The language itself is now very hybrid in many aspects.

When it comes to typing, it is primarily statically typed, but allows to opt-in for dynamic typing. How does that work? On variable level. When a variable is bound to a particular type, only values that conform to that type may be assigned to it. When a variable is not bound to any particular type, any value is permitted. Or, if your function returns a dynamically typed result, you might want to either cast it to a particular type, or early evaluate it and then have its runtime type available. Constructors of objects usually know how many instance variables to make room for in advance. Also, not really related to typing discipline, but type arguments are reified in the design, unlike in Java or Scala, because even classes are regular objects (with some extra baggage).

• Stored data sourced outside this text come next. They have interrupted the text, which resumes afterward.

PR #3172, opened 2026-08-26
Support identifiers when selecting OpenScanHub base builds

rgetz:
Select a commit-triggered Copr build with the same configured identifier when determining the base build for an OpenScanHub differential scan.

Retain the existing fallback to the first matching base build when no identifier match is found.

This is important when multiple base builds are configured for the same branch but use different configurations. Without identifier-aware selection, an OpenScanHub differential scan can compare a pull request build against the wrong base build, resulting in an inaccurate comparison between different build configurations.

Supporting identifiers allows each differential scan job to use the corresponding base build and keeps the comparison between equivalent configurations.

Related: packit/packit#2763

TODO:

### DIFF
--- a/packit_service/worker/helpers/open_scan_hub.py
+++ b/packit_service/worker/helpers/open_scan_hub.py
@@ -208,10 +208,13 @@ class CoprOpenScanHubHelper(OpenScanHubHelper):
         """
         Find the job in the config that can provide the base build for the scan
         (with `commit` trigger and same branch configured as the target PR branch).
+        Prefer a base build with the same identifier as the configured job,
+        falling back to the first matching base build.
         """
         base_build_job = None
         target_branch = self.copr_build_helper.pull_request_object.target_branch
         default_branch = self.copr_build_helper.project.default_branch
+        configured_identifier = self.copr_build_helper.job_config.identifier
 
         for job in self.copr_build_helper.package_config.get_job_views():
             if (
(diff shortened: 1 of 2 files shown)


packit_service/worker/helpers/open_scan_hub.py
```diff
@@ -222,8 +225,11 @@ def find_base_build_job(self) -> Optional[JobConfig]:
                     or (not job.branch and default_branch == target_branch)
                 )
             ):
-                base_build_job = job
-                break
+                if configured_identifier and job.identifier == configured_identifier:
+                    return job
+
+                if base_build_job is None:
+                    base_build_job = job
```
nforro, line 232: This makes it fall back to the last matching base build, not the first one, or am I missing something?

betulependule: I think the `is None` check makes it so that the first matching job is assigned to `base_build_job`, and it's never overwritten by any other matching job.

betulependule (approved):
Looks good to me. Thank you for the contribution. 🙏 I'll go ahead and create a PR to update the docs today.

packit_service/worker/helpers/open_scan_hub.py
nforro: Oh, right, of course, sorry :slightly_smiling_face:

Issue #3173, opened 2026-08-26
Fix `MRTarget` equality comparison


rgetz:
### What happened? What is the problem?

Not when using things, but when I was looking at the code base, I noticed the `MRTarget.__eq__()` implementation in [`packit_service/config.py`](https://github.com/packit/packit-service/blob/main/packit_service/config.py#L78-L93) appears to contain a typo (copy/paste issue?) that causes the branch comparison to always evaluate as true.

The current implementation is:

```python
return self.repo == other.repo and self.branch == self.branch
```

The second comparison should presumably compare against `other.branch` (or be removed since it's always `true`).

Either tests of:
```python
def test_mr_target_equality():
    target = MRTarget("packit-service/src/.+", "rawhide")

    assert target == MRTarget("packit-service/src/.+", "rawhide")
    assert target != MRTarget("packit-service/src/.+", "c9s")
    assert target != MRTarget("other/src/.+", "rawhide")
```

or by augmenting the [existing tests](https://github.com/packit/packit-service/blob/main/tests/unit/test_config.py) to add something like:
```python
assert MRTarget("packit-service/src/.+", "not-c9s") not in config.gitlab_mr_targets_handled
```
I think both would fail with the current broken implementation and pass after the fix.

### Steps to reproduce

```bash

```

### What is the impacted category (job)?

General

### Workaround

- [ ] There is an existing workaround that can be used until this issue is fixed.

When it comes to being a static or a dynamic language, it is again hybrid, sort of, but by definition dynamic. And moreover, taking that to the next level, Erlang-style. The usual functionality of the language is pretty static. But, there are easily accessed functions to turn this all around and manipulate the runtime in a lot of ways: adding classes in runtime, adding new instance variables, adding new methods to selected objects (like Ruby’s singleton classes) or the whole classes (open class principle), and moreover, upgrading the whole program (or its selected compilation units) in runtime. There are indeed limitations on what can be done, e.g. constraints set by the code must always be met, otherwise errors are raised, or a new version of a compilation unit must never remove a class that still has some member values existing, e.g.

Then there are some smaller parts, like nullability. This feature was highly influenced by Swift by Apple. The nil value in Aml is an object, indeed, but its class has the special ability that it conforms to any other class. But it can’t be assigned to just any variable, to prevent unexpected NullPointerException-like errors – there has to be an explicit statement that a nil is a legitimate value for that variable, or maybe a pragma that sets that up. Also, there is an implicit conversion from nil to the None Option type.

Or macros. Influenced by Scala this time, since C-like macros have a lot of drawbacks. Macros in Aml work with the AST representation of source code, not the source code itself. Also, it allows to create type providers. And one more interesting thing – they also work in runtime. How? By saving the AST in bytecode, not any other compiled representation. The AST is enough for the interpreter to know what to do and to do that efficiently. This allows for optimisations that are not available during compilation. E.g., when referentially-transparent functions are used properly together with the static typing discipline, whole portions of AST may be replaced by a single value upon the functions’ first evaluation.

And indeed tagged unions, a feature that is missing from PHP, Ruby, Java… and a lot more features, which will not fit into this blog post.